Let’s be brutally honest: the job title “AI Engineer” is more marketing than meaning.
Ten years ago, “AI engineer” meant something specific. It meant diving into raw data, carefully crafting features, and training bespoke models from scratch. It involved wrangling with gradient descent, tuning hyperparameters meticulously, and occasionally producing something genuinely novel. It was messy, mathematical, and distinct from traditional software engineering.
But let’s cut the pretense: today’s “AI engineers” are essentially software engineers who’ve stayed current on the latest tooling. They’re building pipelines, integrating third-party models, writing clever prompts, and orchestrating APIs. The actual AI—the groundbreaking algorithmic breakthroughs—has largely been abstracted away.

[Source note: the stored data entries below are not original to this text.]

PR #226, opened 2022-01-13
Extend raft.shardgroup replace to change hash slot owneship

sjpotter:
- shardgroup replace will validate options before submitting to log
	a given slot, can either only be specified as stable or as (migrating and/or importing)

- ShardingInfoReset() no longer adds local shardgroup to sharding info.
	- its added at
		- cluster init - with default cluster slots (AddBasicLocalShardGroup())
		- cluster join - with default cluster slots
		- reloading rdb file on restart (if exists, with saved slot ranges)
		- reloading without rdb file (before log playback) with default cluste slots

	- the way cluster slots is modified is via a shardgroup replace log entry
		- can be called after init
		- on join will get log entry and change
		- on replay of log will change

- in practice, the local shardgroup struct will also contain the nodes passed to it in the command, but those are given to it by the external orchestrator, so aren't the real source of truth.  the real source of truth for its nodes is itself, so for cluster slots/nodes commands, it ignores those entries and uses its own view of its world.

lots of small changes
- in rdb snapshot serialize out local shardgroup
- rename/creation of new hash slot mappings
	for stable (rename), importing/exportng

todo: currently, as an artifact of older code, we treat the local shardgroup's id as an emptry string (as it's struct was allocated before dbid was specified).  In new model, that doesn't have to be the case.

the primary advantage of keeping it the way it is, is that it makes it easy to find the local shardgroup (*sg->id == 0).  However, it is a bit ugly and perhaps better to just memcmp() it in the future.

### DIFF
--- a/cluster.c
+++ b/cluster.c
@@ -876,37 +876,45 @@ RRStatus ShardingInfoAddShardGroup(RedisRaftCtx *rr, ShardGroup *sg)
  * and RR_ERROR is returned.
  */
 
-RRStatus ShardGroupParse(RedisModuleCtx *ctx, RedisModuleString **argv, int argc, ShardGroup *sg)
+int ShardGroupParse(RedisModuleCtx *ctx, RedisModuleString **argv, int argc, ShardGroup *sg, int base_argv_count)
 {
     const char *id;
     size_t len;
     long long num_slots, num_nodes;
-
-    ShardGroupInit(sg);
+    int argidx = 0;
 
     id = RedisModule_StringPtrLen(argv[0], &len);
     if (len > RAFT_DBID_LEN) {
+        LOG_ERROR("ShardGroupParse failed; argv[%d] shard_group id is too long", base_argv_count + argidx);
         RedisModule_ReplyWithError(ctx, "ERR invalid shard group message (shard group id length)");
         goto error;
     }
+    argidx++;
+
     memcpy(sg->id, id, len);
     sg->id[RAFT_DBID_LEN] = '\0';
 
     if (RedisModule_StringToLongLong(argv[1], &num_slots) != REDISMODULE_OK) {
+        LOG_ERROR("ShardGroupParse failed; argv[%d]: couldn't parse num_slots", base_argv_count + argidx);
         RedisModule_ReplyWithError(ctx, "ERR invalid shard group message (num slots)");
         goto error;
     }
+    argidx++;
+
     if (RedisModule_StringToLongLong(argv[2], &num_nodes) != REDISMODULE_OK) {
+        LOG_ERROR("ShardGroupParse failed; argv[%d]: couldn't parse num_nodes", base_argv_count + argidx);
         RedisModule_ReplyWithError(ctx, "ERR invalid shard group message (num nodes)");
         goto error;
     }
+    argidx++;
 
     /* Validate node arguments count is correct */
-    if ((argc - 3) != (num_slots * 3) + (num_nodes * 2)) {
+    int num_argv_entries = (int) (3 + num_slots * 3 + num_nodes * 2);
+    if (num_argv_entries > argc) {
+        LOG_ERROR("ShardGroupParse failed; not enough args to parse: want %d have %d", num_argv_entries, argc);
         RedisModule_WrongArity(ctx);
         goto error;
     }
-    int argidx = 3; /* Next arg to consume */
 
     /* Parse slots */
     sg->slot_ranges_num = num_slots;
@@ -916,8 +924,9 @@ RRStatus ShardGroupParse(RedisModuleCtx *ctx, RedisModuleString **argv, int argc
         if (RedisModule_StringToLongLong(argv[argidx++], &start_slot) != REDISMODULE_OK ||
             RedisModule_StringToLongLong(argv[argidx++], &end_slot) != REDISMODULE_OK ||
             RedisModule_StringToLongLong(argv[argidx++], &type) != REDISMODULE_OK ||
-            !HashSlotRangeValid(start_slot, end_slot) ||
+            !HashSlotRangeValid((int) start_slot, (int) end_slot) ||
             !SlotRangeTypeValid(type)) {
+            LOG_ERROR("ShardGroupParse failed; argv[%d]:argv[%d]: invalid parse slot_range", base_argv_count + argidx - 3,  base_argv_count + argidx - 1);
             RedisModule_ReplyWithError(ctx, "ERR invalid shard group message (slot range)");
             goto error;
         }
@@ -930,36 +939,38 @@ RRStatus ShardGroupParse(RedisModuleCtx *ctx, RedisModuleString **argv, int argc
     sg->nodes_num = num_nodes;
     sg->nodes = RedisModule_Calloc(num_nodes, sizeof(ShardGroupNode));
     for (int i = 0; i < num_nodes; i++) {
-        size_t len;
-        const char *str = RedisModule_StringPtrLen(argv[argidx++], &len);
+        const char *str = RedisModule_StringPtrLen(argv[argidx], &len);
 
         if (len != RAFT_SHARDGROUP_NODEID_LEN) {
+            LOG_ERROR("ShardGroupParse failed; argv[%d] node id is too long", base_argv_count + argidx);
             RedisModule_ReplyWithError(ctx, "ERR invalid shard group message (node id length)");
             goto error;
         }
+        argidx++;
 
         memcpy(sg->nodes[i].node_id, str, len);
         sg->nodes[i].node_id[len] = '\0';
 
-        str = RedisModule_StringPtrLen(argv[argidx++], &len);
+        str = RedisModule_StringPtrLen(argv[argidx], &len);
         if (!NodeAddrParse(str, len, &sg->nodes[i].addr)) {
+            LOG_ERROR("ShardGroupParse failed; argv[%d] failed to parse node", base_argv_count + argidx);
             RedisModule_ReplyWithError(ctx, "ERR invalid shard group message (node address/port)");
             goto error;
         }
+        argidx++;
     }
 
-    return RR_OK;
+    return num_argv_entries;
 
 error:
-    ShardGroupTerm(sg);
-    return RR_ERROR;
+    return -1;
 }
 
 /* parses all the shardgroups in a replace call and validates them */
 RRStatus ShardGroupsParse(RedisModuleCtx *ctx, RedisModuleString **argv, int argc, RaftReq *req)
 {
     if (RedisModule_StringToLongLong(argv[0], &req->r.shardgroups_replace.len) != REDISMODULE_OK) {
-        printf("ERR invalid shard group message(1)");
+        LOG_ERROR("Invalid shard group message: argv[0] (number of shard groups)");
         RedisModule_ReplyWithError(ctx, "ERR invalid shard group message(1)");
         return RR_ERROR;
     }
@@ -967,38 +978,27 @@ RRStatus ShardGroupsParse(RedisModuleCtx *ctx, RedisModuleString **argv, int arg
             RedisModule_Calloc(req->r.shardgroups_replace.len, sizeof(ShardGroup *));
     argv++;
     argc--;
+    int argv_count = 1;
 
     int i;
     for(i = 0; i < req->r.shardgroups_replace.len; i++) {
         ShardGroup *sg = ShardGroupCreate();
         req->r.shardgroups_replace.shardgroups[i] = sg;
 
-        long long num_slots, num_nodes;
-        if (RedisModule_StringToLongLong(argv[1], &num_slots) != REDISMODULE_OK ) {
-            printf("ERR invalid shard group message (num slots)");
-            RedisModule_ReplyWithError(ctx, "ERR invalid shard group message (num slots)");
-            goto fail;
-        }
-        if (RedisModule_StringToLongLong(argv[2], &num_nodes) != REDISMODULE_OK) {
-            printf("ERR invalid shard group message (num nodes)");
-            RedisModule_ReplyWithError(ctx, "ERR invalid shard group message (num nodes)");
-            goto fail;
-        }
-
-        int num_argv_entries = (int) (3 + num_slots * 3 + num_nodes * 2);
-        if (num_argv_entries > argc) {
-            printf("ERR invalid shard group message (num entries)");
-            RedisModule_ReplyWithError(ctx, "ERR invalid shard group message (num entries)");
-            goto fail;
-        }
-
-        if (ShardGroupParse(ctx, argv, num_argv_entries, sg) != RR_OK) {
-            printf("ShardGroupParse failed!\n");
+        int num_argv_entries = 0;
+        if ((num_argv_entries = ShardGroupParse(ctx, argv, argc, sg, argv_count)) < 0) {
             goto fail;
         }
 
         argv += num_argv_entries;
         argc -= num_argv_entries;
+        argv_count += num_argv_entries;
+    }
+
+    if (argc != 0) {
+        LOG_ERROR("Invalid shard group message: extra unexpected arguments");
+        RedisModule_ReplyWithError(ctx, "ERR invalid shard group message (extra arguments)");
+        goto fail;
     }
 
     /* basic validation, no shard groups have slotranges that overlap another */
--- a/cluster.c
+++ b/cluster.c
@@ -758,8 +758,19 @@ RRStatus ShardingInfoValidateShardGroup(RedisRaftCtx *rr, ShardGroup *new_sg)
 
         for (int i = new_sg->slot_ranges[h].start_slot; i <= new_sg->slot_ranges[h].end_slot; i++) {
             if (si->stable_slots_map[i] != 0) {
-                LOG_ERROR("Invalid shardgroup: hash slot already mapped: %u", i);
+                LOG_ERROR("Invalid shardgroup: hash slot already mapped as stable: %u", i);
                 return RR_ERROR;
+            }
+            if (new_sg->slot_ranges[h].type == SLOTRANGE_TYPE_MIGRATING) {
+                if (si->migrating_slots_map[i] != 0) {
+                    LOG_ERROR("Invalid shardgroup: hash slot already mapped as migrating: %u", i);
+                    return RR_ERROR;
+                }
+            } else if (new_sg->slot_ranges[h].type == SLOTRANGE_TYPE_IMPORTING) {
+                if (si->importing_slots_map[i] != 0) {
+                    LOG_ERROR("Invalid shardgroup: hash slot already mapped as importing: %u", i);
+                    return RR_ERROR;
+                }
             }
         }
     }
--- a/cluster.c
+++ b/cluster.c
@@ -621,7 +621,6 @@ void ShardingInfoRDBSave(RedisModuleIO *rdb)
         return;
     }
 
-    /* When saving, skip shardgroup #1 which is the local cluster */
     RedisModule_SaveUnsigned(rdb, si->shard_groups_num);
     if (si->shard_group_map != NULL) {
         RedisModuleDictIter *iter = RedisModule_DictIteratorStartC(si->shard_group_map, "^", NULL, 0);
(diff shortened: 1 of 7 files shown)


cluster.c
```diff
@@ -621,20 +621,16 @@ void ShardingInfoRDBSave(RedisModuleIO *rdb)
         return;
     }
 
-    /* When saving, skip shardgroup #1 which is the local cluster */
-    RedisModule_SaveUnsigned(rdb, si->shard_groups_num - 1);
```
sjpotter, line 625: we know serialize out the local shardgroup as well as it can change and if if its snapshotted, we wont have a log entry for it.

cluster.c
```diff
@@ -621,20 +621,16 @@ void ShardingInfoRDBSave(RedisModuleIO *rdb)
...
         RedisModuleDictIter *iter = RedisModule_DictIteratorStartC(si->shard_group_map, "^", NULL, 0);
 
         size_t key_len;
         ShardGroup *sg;
 
         while (RedisModule_DictNextC(iter, &key_len, (void **) &sg) != NULL) {
-            if (*sg->id == 0) { /* skipping local cluster */
-                continue;
-            }
-
```
sjpotter, line 636: as noted above, no longer skip local shard group

cluster.c
```diff
@@ -678,15 +674,6 @@ void ShardingInfoRDBLoad(RedisModuleIO *rdb)
...
     unsigned int rdb_shard_groups_num = RedisModule_LoadUnsigned(rdb);
-    if (!rdb_shard_groups_num) {
-        /* No shardgroups. This could mean no sharding, or simply no shardgroups
-         * to read. If we have ShardingInfo we'll reset it.
-         */
-        if (si)
-            ShardingInfoReset(rr);
-
-        return;
-    }
```
sjpotter, line 689: this is not neccessary anymore as a) rdb_shard_group_num will always be at least 1 and the loop below will handle local fine (and would still handle it fine even if it was 0).  b) si can no longer be null (older change) and hence the loop below would also work fine and dont have to special case it.

cluster.c
```diff
@@ -783,7 +781,7 @@ RRStatus ShardingInfoValidateShardGroup(RedisRaftCtx *rr, ShardGroup *new_sg)
 /* Update an existing ShardGroup in the active ShardingInfo.
  *
  * FIXME: We currently only handle updating nodes but don't support remapping
- *        hash slots.
+ *        hash slots, via this mechanism
```
sjpotter, line 784: in practice, this is only used for the internal gossipy sharding mechanism, where the thread can update individual shardgroups with an updated set of nodes, but isn't about replacing the whole set of shard groups as one gets with an external orchestrator.

The question becomes, should the internal mechanism be moved to replace (it would have to construct a whole list)

cluster.c
```diff
@@ -1026,40 +1088,6 @@ void ShardingInfoInit(RedisRaftCtx *rr)
...
-            sg->slot_ranges[i].start_slot = val;
-            sg->slot_ranges[i].end_slot = val;
-        }
-        sg->slot_ranges[i].type = SLOTRANGE_TYPE_STABLE;
-
-        token = strtok_r(NULL, ",", &saveptr);
-    }
-
-     RedisModule_Free(str);
-}
```
sjpotter, line 1061: moved to utils.c

cluster.c
```diff
@@ -1132,6 +1149,7 @@ RRStatus computeHashSlot(RedisRaftCtx *rr, RaftReq *req)
             } else {
                 if (slot != thisslot) {
                     RedisModule_Free(keyindex);
+                    RedisModule_ReplyWithError(req->ctx, "CROSSSLOT Keys in request don't hash to the same slot");
```
sjpotter, line 1152: moved ReplyWithError here, so we can return others errors as well in computeHashSlot in future.

redisraft.c
```diff
@@ -651,7 +651,7 @@ static int cmdRaftShardGroup(RedisModuleCtx *ctx, RedisModuleString **argv, int
         }
 
         req = RaftReqInit(ctx, RR_SHARDGROUP_ADD);
-        if (ShardGroupParse(ctx, &argv[2], argc - 2, &req->r.shardgroup_add) != RR_OK) {
+        if (ShardGroupParse(ctx, &argv[2], argc - 2, &req->r.shardgroup_add, 2) < 0) {
```
sjpotter, line 654: no longer an RR_STATUS, now it return -1 on error, or >= 0 (with number of args it consumed as the result) on success.  In practice, it might even >= 3 alwaysy

cluster.c
```diff
@@ -1088,22 +1116,11 @@ void ShardingInfoReset(RedisRaftCtx *rr)
...
-        .slot_ranges = NULL,
-        .nodes_num = 0,
-        .nodes = NULL
-    };
-
-    FillShardSlots(rr, &sg);
-
-    RRStatus ret = ShardingInfoAddShardGroup(rr, &sg);
-    RedisModule_Assert(ret == RR_OK);
-    ShardGroupTerm(&sg);
```
sjpotter, line 1106: this work is now done by AddBasicLocalShardGroup() if sharding info doesn't exist otherwise at the appropriate point in time (i.e. init / join / reload)

raft.c
```diff
@@ -1906,26 +1912,29 @@ static bool handleInterceptedCommands(RedisRaftCtx *rr, RaftReq *req)
...
     if (req->r.redis.hash_slot == -1) return RR_OK;
 
     /* Make sure hash slot is mapped and handled locally. */
-    ShardGroup *sg = rr->sharding_info->hash_slots_map[req->r.redis.hash_slot];
+    ShardGroup *sg = rr->sharding_info->stable_slots_map[req->r.redis.hash_slot];
     if (!sg) {
-        RedisModule_ReplyWithError(req->ctx, "CLUSTERDOWN Hash slot is not served");
-        return RR_ERROR;
+        /* TODO: will have to be smarter with actual migration happening */
+        sg = rr->sharding_info->migrating_slots_map[req->r.redis.hash_slot];
```
sjpotter, line 1925: this might be too early here, as adding in some migrating slot logic

sjpotter:
I made a pass through over this, making notes to help reviewers.

I might have gone a step too far in checking the migrating slot list in one place for this PR, but besides that it seems to be good.

Besides that, what isn't done well, is handling cluster slots / nodes for migrating/importing slots.  not 100% sure I understand the syntax yet (it seems, as opposed to stable slots which can be slot ranges, importing/migrating have to be listed one at a time?)

util.c
```diff
@@ -394,3 +394,50 @@ void handleRMCallError(RedisModuleCtx *ctx, int ret_errno, const char *cmd, size
...
+    sg->slot_ranges = RedisModule_Calloc(sg->slot_ranges_num, sizeof(ShardGroupSlotRange));
+
+    char *saveptr = NULL;
+    char *token = strtok_r(str, ",", &saveptr);
+    for (int i = 0; i < sg->slot_ranges_num; i++) {
+        unsigned long val;
+        if ((pos = strchr(token, ':'))) {
+            *pos = '\0';
+            val = strtoul(token, NULL, 10);
+            sg->slot_ranges[i].start_slot = val;
```
yossigo, line 416: Maybe add a function comment that indicates we assume input slot config is valid?

yossigo, line 416: Maybe add a function comment that indicates we assume input slot config is valid?

cluster.c
```diff
@@ -230,7 +230,7 @@ void ShardGroupTerm(ShardGroup *sg)
     }
 }
 
-ShardGroup *ShardGroupCreate() {
+ShardGroup* ShardGroupCreate() {
```
yossigo, line 233: nit: this breaks the style.

cluster.c
yossigo: For now, this is useful for testing if not anything else. In the future it could become irrelevant.

cluster.c
```diff
@@ -882,37 +876,45 @@ RRStatus ShardingInfoAddShardGroup(RedisRaftCtx *rr, ShardGroup *new_sg)
  * and RR_ERROR is returned.
```
yossigo, line 876: Update comment to match new function prototype?

cluster.c
```diff
@@ -936,70 +939,129 @@ RRStatus ShardGroupParse(RedisModuleCtx *ctx, RedisModuleString **argv, int argc
...
+    }
+
+    if (argc != 0) {
+        LOG_ERROR("Invalid shard group message: extra unexpected arguments");
+        RedisModule_ReplyWithError(ctx, "ERR invalid shard group message (extra arguments)");
+        goto fail;
+    }
+
+    /* basic validation, no shard groups have slotranges that overlap another */
+    ShardGroup * stable[REDIS_RAFT_HASH_MAX_SLOT+1];
```
yossigo, line 1005: nit: pointer style (RedisRaft uses `ShardGroup *var` elsewhere).
Also, why not `ShardGroup *var[...] = { 0 }`?

cluster.c
yossigo: So maybe rename it to computeHashSlotOrReplyError?

redisraft.h
```diff
@@ -485,7 +486,9 @@ typedef struct ShardingInfo {
      * since a zero value indicates the slot is unassigned. The index
      * should therefore be adjusted before refering the array.
      */
-    ShardGroup *hash_slots_map[REDIS_RAFT_HASH_SLOTS];
+    ShardGroup *stable_slots_map[REDIS_RAFT_HASH_SLOTS];
```
yossigo, line 489: What is the rationale behind storing three maps vs. a single map and hold the state in the ShardGroup?

cluster.c
sjpotter: ok

cluster.c
sjpotter: I guess I didn't intuitively know that one can do that, changed the code.

redisraft.h
sjpotter: because in a migrating case, one will have migrating and importing shard groups for the same slot.

cluster.c
```diff
@@ -697,31 +684,33 @@ void ShardingInfoRDBLoad(RedisModuleIO *rdb)
...
-        RedisModule_Assert(len < sizeof(sg.id));
-        memcpy(sg.id, buf, len);
-        sg.id[len] = '\0';
+        RedisModule_Assert(len < sizeof(sg->id));
+        memcpy(sg->id, buf, len);
+        sg->id[len] = '\0';
         RedisModule_Free(buf);
+        if (RedisModule_LoadUnsigned(rdb)) {
+            sg->local = true;
+        }
```
tezc, line 697:
```suggestion
        sg->local = RedisModule_LoadUnsigned(rdb);
```

Would this be easier to understand?

cluster.c
```diff
@@ -770,10 +757,21 @@ RRStatus ShardingInfoValidateShardGroup(RedisRaftCtx *rr, ShardGroup *new_sg)
         }
 
         for (int i = new_sg->slot_ranges[h].start_slot; i <= new_sg->slot_ranges[h].end_slot; i++) {
-            if (si->hash_slots_map[i] != 0) {
-                LOG_ERROR("Invalid shardgroup: hash slot already mapped: %u", i);
+            if (si->stable_slots_map[i] != 0) {
+                LOG_ERROR("Invalid shardgroup: hash slot already mapped as stable: %u", i);
```
tezc, line 761: Minor but just for type safety and silence linter, should `i` be unsigned here?

cluster.c
```diff
@@ -770,10 +757,21 @@ RRStatus ShardingInfoValidateShardGroup(RedisRaftCtx *rr, ShardGroup *new_sg)
...
                 return RR_ERROR;
             }
+            if (new_sg->slot_ranges[h].type == SLOTRANGE_TYPE_MIGRATING) {
+                if (si->migrating_slots_map[i] != 0) {
```
tezc, line 765:
```suggestion
                if (si->migrating_slots_map[i] != NULL) {
```
Do you think it is better to compare against NULL here and in other if checks as well (just for clarity)?

cluster.c
```diff
@@ -936,70 +939,126 @@ RRStatus ShardGroupParse(RedisModuleCtx *ctx, RedisModuleString **argv, int argc
...
+        goto fail;
+    }
+
+    /* basic validation, no shard groups have slotranges that overlap another */
+    ShardGroup *stable[REDIS_RAFT_HASH_MAX_SLOT+1] = {0};
+    ShardGroup *importing[REDIS_RAFT_HASH_MAX_SLOT+1] = {0};
+    ShardGroup *migrating[REDIS_RAFT_HASH_MAX_SLOT+1] = {0};
+
+    for (int j = 0; j < req->r.shardgroups_replace.len; j++) {
+        ShardGroup * sg = req->r.shardgroups_replace.shardgroups[j];
```
tezc, line 1010:
```suggestion
        ShardGroup *sg = req->r.shardgroups_replace.shardgroups[j];
```

cluster.c
```diff
@@ -936,70 +939,126 @@ RRStatus ShardGroupParse(RedisModuleCtx *ctx, RedisModuleString **argv, int argc
...
+        for (int k = 0; k < sg->slot_ranges_num; k++) {
+            ShardGroupSlotRange * sr = &sg->slot_ranges[k];
+            switch (sr->type) {
+                case SLOTRANGE_TYPE_STABLE:
+                    for(unsigned int l=sr->start_slot; l <= sr->end_slot; l++) {
+                        if (stable[l]) {
+                            printf("ERR Unable to validate shard groups: shard group already owns this slot\n");
```
tezc, line 1017: Are these `printf()` 's leftover?

cluster.c
```diff
@@ -1132,6 +1146,7 @@ RRStatus computeHashSlot(RedisRaftCtx *rr, RaftReq *req)
             } else {
                 if (slot != thisslot) {
                     RedisModule_Free(keyindex);
+                    RedisModule_ReplyWithError(req->ctx, "CROSSSLOT Keys in request don't hash to the same slot");
```
tezc, line 1149: Looks like there is typo in CROSSSLOT but not sure what is the correct way. Btw should we start with ERR, something like `ERR cross slot keys ... `

raft.c
```diff
@@ -2321,31 +2329,30 @@ void handleDebug(RedisRaftCtx *rr, RaftReq *req)
  */
 void applyShardGroupChange(RedisRaftCtx *rr, raft_entry_t *entry)
 {
-    ShardGroup sg;
+    ShardGroup * sg = ShardGroupCreate();
     RRStatus ret;
 
-    if (ShardGroupDeserialize(entry->data, entry->data_len, &sg) != RR_OK) {
+    if (ShardGroupDeserialize(entry->data, entry->data_len, sg) != RR_OK) {
```
tezc, line 2335: Should we call `ShardGroupFree()` on failure?

raft.c
```diff
@@ -2321,31 +2329,30 @@ void handleDebug(RedisRaftCtx *rr, RaftReq *req)
...
         LOG_ERROR("Failed to deserialize ADD_SHARDGROUP payload: [%.*s]",
                 entry->data_len, entry->data);
         return;
     }
 
     switch (entry->type) {
         case RAFT_LOGTYPE_ADD_SHARDGROUP:
-            if ((ret = ShardingInfoAddShardGroup(rr, &sg)) != RR_OK)
+            if ((ret = ShardingInfoAddShardGroup(rr, sg)) != RR_OK)
```
tezc, line 2343: Should we call `ShardGroupFree()` on failure?

raft.c
```diff
@@ -2321,31 +2329,30 @@ void handleDebug(RedisRaftCtx *rr, RaftReq *req)
...
                 LOG_ERROR("Failed to add a shardgroup");
             break;
         case RAFT_LOGTYPE_UPDATE_SHARDGROUP:
-            if ((ret = ShardingInfoUpdateShardGroup(rr, &sg)) != RR_OK)
+            if ((ret = ShardingInfoUpdateShardGroup(rr, sg)) != RR_OK)
                 LOG_ERROR("Failed to update shardgroup");
+            ShardGroupFree(sg);
```
tezc, line 2349: Should this be inside if check?

raft.c
tezc: Hmm, maybe not. If I'm not mistaken, `ShardingInfoAddShardGroup()` destroys the object in some cases itself but not in all cases. Is it possible to revert `sg` to be stack variable and and let these functions create/copy ShardGroup object itself if needed. It's just not obvious who is the owner of the object, where should we destroy the object. Maybe we should you take another look at this.

It'll be nice to have a test case that hits these parts just to catch leak. (If we don't have already and easy to add one)

raft.c
```diff
@@ -2418,19 +2416,18 @@ void replaceShardGroups(RedisRaftCtx *rr, raft_entry_t *entry)
         RedisModule_Assert(endptr == nl);
         payload = nl + 1;
 
-        ShardGroup sg;
-        if (ShardGroupDeserialize(payload, payload_len, &sg) != RR_OK) {
+        ShardGroup *sg = ShardGroupCreate();
```
tezc, line 2419: Similar issue here, `sg` will leak on early return if I'm not mistaken.

cluster.c
sjpotter: yes

cluster.c
sjpotter: yes, this is an artifact of the old slot map which mapped to an index.  it worked, but NULL is better

cluster.c
sjpotter: well, sort of.  implicit cast, but you're probably right.

cluster.c
sjpotter: done

cluster.c
yossigo: Seems like this is consistent with Redis, there's no typo but "cross" and "slot" combined:

```
src/cluster.c:        addReplyError(c,"-CROSSSLOT Keys in request don't hash to the same slot");
```

The first keyword is used as the error code. `-ERR` is the generic one, but certain errors have their own designated code which helps clients handle this / map it to individual exceptions.

raft.c
sjpotter: fixed, by moving the ShardGroupCreate() into ShardGroupDeserialize and returning it via normal return conventions.  instead of RR_OK/RR_ERR, we now test that the it's not NULL.

cluster.c
tezc: Ah right, thought there was one extra 'S' in the middle.

raft.c
sjpotter: so, I figured out how to test this, needs some changes to applyShardGroupChange to change correctly, working on it.

raft.c
sjpotter: decided to remove from this pr

cluster.c
```diff
@@ -871,48 +870,62 @@ RRStatus ShardingInfoAddShardGroup(RedisRaftCtx *rr, ShardGroup *new_sg)
...
 
 /* Parse a ShardGroup specification as passed directly to RAFT.SHARDGROUP ADD.
  * Shard group syntax is as follows:
  *
  *  [shardgroup id] [num_slots] [num_nodes] ([start slot] [end slot] [slot type])* ([node-uid node-addr:node-port])*
  *
- * If parsing errors are encountered, an error reply is generated on the supplied RedisModuleCtx,
- * and RR_ERROR is returned.
+ * If parsing errors are encountered, an error reply is generated on the supplied RedisModuleCtx and -1 is returned
+ * If it was processed successfully, the number of argv elements consumed is returned
```
yossigo: Something doesn't add up here.
I'd expect to have only input validation here, but not validation against applied slot mapping configuration, because by the time we apply this it could change (due to other uncommitted changes). Am I missing something here?

yossigo (commented):
@sjpotter I pushed a commit with a few minor cleanups. Main question is about validation at parse time vs. apply time and how do we deal with multiple concurrent changes that have not yet been committed.

cluster.c
sjpotter: I don't understand.   That's what happens.  we do input validation here (are the values passed in sane)

Its called in 2 places

1) ShardGroupsParse (plural)

this is used by REPLACE, in here it validates that the set is sane (i.e. is internally consistent) as it will replace the whole thing.

2) RR_SHARDGROUP_ADD  RaftReqs where its passed to

where it will eventually be handled by handleShardGroupAdd() which because this isn't a whole world set of data, is validated relative to the state at apply time.

sjpotter: i.e. a REPLACE operation doesn't depend on the eventual state at apply time, its replacing the entire state.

There’s been a clear decoupling in the industry: most companies today are model takers, not model makers. Real AI innovation—developing novel models—is happening almost exclusively at research powerhouses. In fact, the vast majority of folks doing genuine “AI engineering” today are arguably the research teams at MOGA (Meta, OpenAI, Google, Anthropic)—the new FAANG of the AI era.
Modern AI engineers don’t typically create new AI models; they select them. They glue together existing solutions, deploy pre-trained models, and fine-tune systems using frameworks like LangChain, LlamaIndex, or Hugging Face’s Transformers. Even XGBoost—once cutting-edge—is now effectively part of the standard software toolkit. The role has evolved into something far closer to data engineering and pipeline management than to the original AI work of a decade ago.
Learning new techniques is par for the course for software engineers. Remember when React took off around 2015? Suddenly, people were branding themselves as “React developers,” but the ones who truly excelled were software engineers with a broader skill set. Today’s AI engineering boom feels similar. AI-focused bootcamps are a great way to kickstart or reskill a career—just like the Ruby on Rails bootcamps of the 2010s. They’re valuable stepping stones, but they mark the beginning of the journey, not the destination. FWIW I’m not dunking on bootcamps. I’ve hired plenty of folks from them who became strong engineers. I’m just arguing that learning to build with AI tools doesn’t make you a good AI engineer any more than writing JSX made someone a good React engineer. It’s far more complicated than that.
There’s nothing wrong with acknowledging that most AI jobs today require exceptional software engineering skills, combined with strategic decision-making around model selection and integration. But it’s dishonest—and arguably damaging—to pretend this is fundamentally different from good old-fashioned software engineering. The skills needed are software-first: designing systems, problem decomposition, coding, scaling, managing deployments, ensuring robust data pipelines, etc.
Consider your friends or colleagues who held titles like “Data Scientist” or “Head of AI.” Chances are, they’ve re-skilled. Not toward deeper theoretical AI or advanced math, but toward becoming better software and data engineers. They’ve adapted to a reality where the tooling and infrastructure around AI are far more impactful than tweaking models themselves.
If we’re honest, calling these roles “AI engineering” is primarily marketing. It inflates job titles, muddies expectations, and obscures the fact that real AI breakthroughs are rare. Most work labeled “AI engineering” today is just disciplined, modern software engineering with a touch of thoughtful model selection and prompt engineering.
Perhaps it’s time we drop the charade and call it what it truly is—just software engineering.